= Data for analysis =
---+---

PR #763, opened 2017-06-27
Medication order fulfillment delete

edeyoung:
Script for deleting the fulfillment history for medication orders.

Medication orders previously contained fulfillment histories. This actually doesn't make sense as an order is a future concept and a fulfillment history is what happened. This also does not align with the QDM specification. This became an issue when trying to do QRDA exports because the 
medication order QDM model did not support fulfillment history information. The UI for medication orders was changed to align with QDM, but previously entered medication orders still have fulfillment history which is no longer editable in the UI and affects calculations.

The script below removes the fulfillment history information. This will likely make patients fail. We will need to send out an email when we make this change.

**To Test**

See instructions here: https://jira.mitre.org/browse/BONNIE-660?focusedCommentId=97482&page=com.atlassian.jira.plugin.system.issuetabpanels%3Acomment-tabpanel#comment-97482

### DIFF
--- a/lib/tasks/bonnie_run_once.rake
+++ b/lib/tasks/bonnie_run_once.rake
@@ -43,8 +43,11 @@ namespace :bonnie do
     # Medication orders previously contained fulfillment histories. This actually
     # doesn't make sense as an order is a future concept and a fulfillment history
     # is what happened. This also does not align with the QDM specification.
-    #  This became an issue when trying to do QRDA exports because the 
+    # This became an issue when trying to do QRDA exports because the 
     # medication order QDM model did not support fulfillment history information.
+    # The UI for medication orders was changed to align with QDM, but previously
+    # entered medication orders still have fulfillment history which is no longer
+    # editable in the UI and affects calculations.
     #
     # The script below removes the fulfillment history information. This will likely
     # make patients fail. We will need to send out an email when we make this change.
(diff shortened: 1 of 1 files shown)


edeyoung:
This code exists in HQMF2JS (which is where the processing issues are occuring):

```coffeescript
# returns cumulativeMedicationDuration in terms of days
hQuery.Medication::cumulativeMedicationDuration = (dateRange) ->
  #assuming that the dose is the same across fills and that fills is  stated in individual
  #doses not total amount. Will need to flush this out more at a later point in time.
  #Considering that liquid meds are probaly dispensed as total volume ex 325ml with a dose of
  #say 25ml per dose.  Will definatley need to revisit this.
  if this.administrationTiming() && this.dose() && @json['fulfillmentHistory']
    this.fulfillmentTotals(dateRange)
  else if this.administrationTiming() && this.allowedAdministrations()
    # this happens if we have a Medication, Order.
    cumulativeMedicationDuration = this.allowedAdministrations() / this.administrationTiming().dosesPerDay()
    # need to do in case of divide by zero error
    cumulativeMedicationDuration = 0 if isNaN(cumulativeMedicationDuration)
    cumulativeMedicationDuration
```

Should we also add a check for if the medication is an order here? If so, we do "administration timings". Otherwise, we do "fulfillment history" for calculations. I still think it's a good idea to do the script for DB cleanup purposes.

okeefm:
I ran the calculation tests against this code; 4 patients in 1 measure are failing after the rake task is run.

okeefm (approved):

PR #764, opened 2017-06-27
Added support to call new execution engine; and changed views to supp…

jbradl11:
…ort multiple libraries.

This is the final step to integrate multi library support. You should only have to pull this branch down and run it as is. If you have to change the Gemfile please let me know.


holmesie (approved):
Looks good

c-monkey (approved):
tested locally

PR #766, opened 2017-06-30
Updating Gemfile.lock to point to new cql_qdm_patientapi

holmesie:


edeyoung (approved):
saw it working on alpha staging account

---+---

= Exercise directions =
All lines from the one containing "Updating Gemfile.lock to" through the final line of the records above are to be set down exactly, and no other line is to appear.

= Solution for this task =
Updating Gemfile.lock to point to new cql_qdm_patientapi

holmesie:


edeyoung (approved):
saw it working on alpha staging account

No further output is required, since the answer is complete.